Regina tells the story to her granddaughter Ada:
"My father was the director of the National Bank of Egypt in Port Said, at the beginning of the twentieth century. We lived then on the second floor of a nice, comfortable house, just over the bank. One day when I was seventeen years old, one of my father's most prominent clients, a Turkish prince by the name of Fawzi Emir, saw me and instantly fell in love with me. It was such a tragedy!
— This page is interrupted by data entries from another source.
PR #534, opened 2025-07-14
Update RAPIDS containers to Ubuntu 24.04

bdice:
Currently nightly builds fail for cuDF because of the use of `<format>`. This requires GCC 13 or newer.

The devcontainers are getting the OS default version of GCC (because RAPIDS devcontainers don't specify a version). The OS is Ubuntu 22.04 which ships with GCC 11. Updating to Ubuntu 24.04 should solve this problem. Alternatively we can pin the GCC version, but I like being able to use system-default toolchains where possible.

### DIFF
--- a/.devcontainer/cuda12.9-conda/devcontainer.json
+++ b/.devcontainer/cuda12.9-conda/devcontainer.json
@@ -5,7 +5,7 @@
     "args": {
       "CUDA": "12.9",
       "PYTHON_PACKAGE_MANAGER": "conda",
-      "BASE": "rapidsai/devcontainers:25.08-cpp-mambaforge-ubuntu24.04"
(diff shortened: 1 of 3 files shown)


trxcllnt:
Looks like there aren't any CUDA 12.0 Ubuntu24.04 apt repos, so probably gotta stick with 22.04 for those (if we still need them).

bdice:
The problem is coming from `xgboost`. `xgboost` depends on `librmm`, and the `cuml` development environment installs `xgboost` by default.

Do we need to make the devcontainers aware of xgboost, or add some special exclusion for librmm?

bdice:
Great. I filed a PR here with that change: https://github.com/rapidsai/cuml/pull/7006

trxcllnt (approved):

He asked father for my hand, and we all got the shock of our lives. Father was astounded. He knew what it meant to refuse such a proposal in Ottoman-ruled Egypt. The Emir could easily have him beheaded, and I would have been taken away by force to his harem. Father tactfully tried to remind the prince that I was Jewish, but the prince answered that it didn't matter, as when he was deeply in love, he usually overlooked such petty details.
"'I assure you Mr. Albert, your lovely daughter will be looked after as well as any of my Moslem wives,' he assured my father, while curling lasciviously his long black mustache.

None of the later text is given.